About once a week all summer long I've checked our online library catalog to see whether a certain book was available. First it hadn't arrived and then it was being processed and then, nanoseconds after it became available for checkout, someone nabbed it. Every week I've looked at that little notation in the online catalog, the one that says "Due 8-15-11," hoping that whoever borrowed it would return it before August. It is, after all, a fairly quick read, with only 144 pages of text plus an extensive methodological appendix--and if you skip the appendix, you can read it in an afternoon. But apparently the borrower is a very slow reader, because every week all summer long it kept saying "Due 8-15-11."
Finally 8-15-11 arrived, and what did I see in the online catalog? "Due 8-15-11." In fact, it still says that. So we're dealing not only with a spectacularly slow reader but with a spectacularly slow reader who can't be bothered to return a library book.
Well, phooey on that. I ordered the book via Ohiolink and read it in an afternoon, but did that make me happy? No it did not.
The book is Academically Adrift by Richard Arum and Josipa Roksa, which I suppose every academic in the country has already read and digested and commented upon (except for Mr. Exceptionally Slow Reader Who Can't Be Bothered to Return Library Books). The argument is simple: Arum and Roksa studied whether college students show improvement in certain important skills during their first two years of college, and the answer is: not really.
Of course that's a ridiculous oversimplification but one consistent with the tone and content of the book. "Three semesters of college education thus have a barely noticeable impact on students' skills in critical thinking, complex reasoning, and writing," say Arum and Roksa on page 35, and they hammer that message over and over. Their conclusions are based on a longitudinal study of students at various types of colleges and universities who took the College Learning Assessment test before starting college and again in the second semester of the sophomore year.

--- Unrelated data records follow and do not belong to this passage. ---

PR #2656, opened 2026-06-25
Add manual release CI workflow (release.yaml)

delthas:
## Summary

Arsenal has no release workflow, unlike `cloudserver`, `vault2`, and `backbeat`, which each ship a `workflow_dispatch` release pipeline. Today arsenal releases are cut by hand via `gh release create <version> --generate-notes`.

This adds `.github/workflows/release.yaml`, triggered manually (`workflow_dispatch`), that:

- Reads the version from `package.json` (no manual tag input), so the released tag can never drift from what consumers pin (`git+https://github.com/scality/arsenal#<tag>`).
- Fails loudly if a release for that version already exists, guarding against accidental re-runs (`softprops/action-gh-release` otherwise updates an existing release silently).
- Creates the GitHub release + tag with auto-generated notes (`generate_release_notes: true`), targeting the dispatched commit.

Arsenal is a library (`private: true`, no Docker image), so the workflow reduces to the GitHub-release step only — no Docker/oras steps. Build artifacts continue to be published by the existing per-push `compile` job in `tests.yaml`. The release name is kept as the bare version (e.g. `8.5.1`) to match arsenal's existing release history.

Issue: ARSN-604


.github/workflows/release.yaml
```diff
@@ -0,0 +1,41 @@
...
+run-name: release ${{ github.ref_name }}
+
+on:
+  workflow_dispatch:
+
+permissions:
+  contents: write
+
+jobs:
+  release:
```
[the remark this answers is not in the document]
delthas: Good catch. Addressed in 53291ddc with a fail-loud guard step: the workflow now exits with an error if dispatched from anything other than a `development/*` or `hotfix/*` branch. I used an explicit step (rather than a job-level `if`) so a wrong-branch dispatch fails visibly instead of skipping silently with a green check. Also allowed `hotfix/*` so a release can still be cut from a hotfix branch when needed.

.github/workflows/release.yaml
```diff
@@ -0,0 +1,50 @@
...
+    runs-on: ubuntu-latest
+    steps:
+      - name: Reject disallowed branch
+        if: >-
+          ${{ !startsWith(github.ref, 'refs/heads/development/')
+          && !startsWith(github.ref, 'refs/heads/hotfix/') }}
+        run: |
+          echo "::error::Releases must run from a development/* or" \
+            "hotfix/* branch (got ${{ github.ref_name }})"
```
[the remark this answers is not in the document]
delthas: Addressed: `github.ref_name` is now passed through a `REF_NAME` env var and referenced as `$REF_NAME` in the shell, so a branch name with shell metacharacters can no longer be interpolated into the `run` block. (Note: the branch was squashed to a single commit, so the fix is in the current HEAD rather than a follow-up commit.)

.github/workflows/release.yaml
```diff
@@ -0,0 +1,52 @@
...
+          echo "::error::Releases must run from a development/* or" \
+            "hotfix/* branch (got $REF_NAME)"
+          exit 1
+
+      - name: Checkout
+        uses: actions/checkout@v4
+
+      - name: Read version from package.json
+        id: version
+        run: echo "version=$(jq -r .version package.json)" >> "$GITHUB_OUTPUT"
```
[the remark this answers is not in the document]
delthas: Added the guard: the step now fails with a clear error if `package.json` has no `.version` (or it is `null`) instead of cutting a release tagged `null`.

.github/workflows/release.yaml
```diff
@@ -0,0 +1,52 @@
...
+          VERSION: ${{ steps.version.outputs.version }}
+        run: |
+          if gh release view "$VERSION" --repo "$GITHUB_REPOSITORY" \
+              >/dev/null 2>&1; then
+            echo "::error::Release $VERSION already exists"
+            exit 1
+          fi
+
+      - name: Create Release
+        uses: softprops/action-gh-release@v2
```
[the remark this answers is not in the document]
delthas: Keeping a floating major tag rather than SHA-pinning, to match the convention across arsenal's other workflows (`actions/checkout@v4`, `codecov/codecov-action@v4`, `scality/action-artifacts@v4`) and the sibling repos. Bumped from `@v2` to `@v3` so we track the current major (matches vault2); the only change in v3 is the runner moving from Node 20 to Node 24, which `ubuntu-latest` supports.

.github/workflows/release.yaml
```diff
@@ -0,0 +1,58 @@
...
+            exit 1
+          fi
+          echo "version=$version" >> "$GITHUB_OUTPUT"
+
+      - name: Fail if release already exists
+        env:
+          GH_TOKEN: ${{ github.token }}
+          VERSION: ${{ steps.version.outputs.version }}
+        run: |
+          if gh release view "$VERSION" --repo "$GITHUB_REPOSITORY" \
```
francoisferrand, line 47: this only checks the _release_, not the _tag_.
if the release was previously aborted or removed, but the tag is still there, we could end up in a weird state: the tag was created -possibly on another commit- and we would now release a different commit (and possibly move the tag)

francoisferrand (approved):
As logic is added to release workflow, bugs are also added : which is esp. critical for releases, which are only used seldom and especially when we need (urgently) a release... Thus (non-trivial) release workflow should be tested, as we do for exemple in [Zenko](https://github.com/scality/Zenko/blob/development/2.15/tests/workflows/release.spec.ts)

maeldonn (commented):
Need a test

benzekrimaha (approved):

.github/workflows/release.yaml
delthas: Addressed in 43f7f537. Added a `Fail if tag already exists` guard (after a `git fetch --tags`) that aborts the release if `refs/tags/$VERSION` already exists, in addition to the existing release check — so a dangling tag left by an aborted/removed release can no longer be moved onto a different commit. Also added workflow tests under `tests/workflows` (act-js + mock-github) that cover this tag guard along with the branch and version guards, run in CI via the new `check-workflows` job.

delthas:
Added some tests, inspired by Zenko.

maeldonn (commented):
Do we need a separate package? Root already has jest/ts-jest/typescript, so
@kie/act-js and @kie/mock-github could just be root devDeps. Avoids a second
yarn.lock to maintain. What's the reasoning?

.github/workflows/check-workflows.yaml
```diff
@@ -0,0 +1,30 @@
...
+
+jobs:
+  test-workflows:
+    runs-on: ubuntu-22.04
+    steps:
+      - name: Checkout
+        uses: actions/checkout@v4
+
+      - name: Install NodeJS
+        uses: actions/setup-node@v4
```
francoisferrand:
```suggestion
        uses: actions/setup-node@v6
```

please check all actions, you are using outdated ones...

.github/workflows/check-workflows.yaml
```diff
@@ -0,0 +1,30 @@
+---
+name: check-workflows
+
+on:
+  push:
+    branches-ignore:
+      - 'development/**'
```
francoisferrand: there is also `q/*/**` to ignore : otherwise it will run twice on Bert-e's queue, since there are 2 branches : q/<version> and q/<version>/<branch>

.github/workflows/check-workflows.yaml
```diff
@@ -0,0 +1,30 @@
...
+    paths:
+      - '.github/workflows/**'
+      - 'tests/workflows/**'
```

The study has sparked a great deal of critique since it was published last year, but Arum and Roksa counter many of those arguments within the text--and they plan to publish additional results showing how those same students fare after four years of college. Even a skeptic should sit up and take notice of statements like this one: "With a large sample of more than 2,300 students, we observe no statistically significant gains in critical thinking, complex reasoning, and writing skills for at least 45 percent of the students in our study" (Arum and Roksa 36). That's right: almost half of the students showed no significant improvement at all.
I was more cheered when Arum and Roksa considered the "college experiences and contexts that facilitate student learning" (57). They conclude that spending more time studying improves learning (no surprise), but only if students study alone. At first glance, the alarming graph on page 101 seems to suggest that studying with friends makes students dumber. Surely I am missing something here.
Arum and Roksa examine a variety of factors but the point they emphasize over and over is that the students most likely to show improvement in critical thinking, complex reasoning, and writing are those required to read at least 40 pages per week and write at least 20 pages per semester. It's no wonder, then, that students enrolled in programs in the humanities and sciences performed better and improved more on the CLA than those in programs like business or nursing. I'm happy to teach in a program that is part of the solution instead of part of the problem.
And I'm happy that I finally had a chance to read the book everyone's been talking about, because my colleague and I have constructed a whole series of events designed to counter the idea that we must be academically adrift. Academically Empowered is this year's theme for our Center for Teaching Excellence, with various events and workshops falling under categories called Fuel Up, Tune Up, Rev Up, Pit Stop, Recharge, and Finish Line. Workshop presenters will receive a very special thank-you gift: a copy of Academically Adrift by Arum and Roksa.
So you see why I had to read the book. I may not understand all the statistics or agree with all of its conclusions, but if it gets people to talk about why we do what we do in the classroom, then we all ought to read it.
Except Mr. Exceptionally Slow Reader Who Can't Be Bothered to Return Library Books. Someone should brutally demand his library card.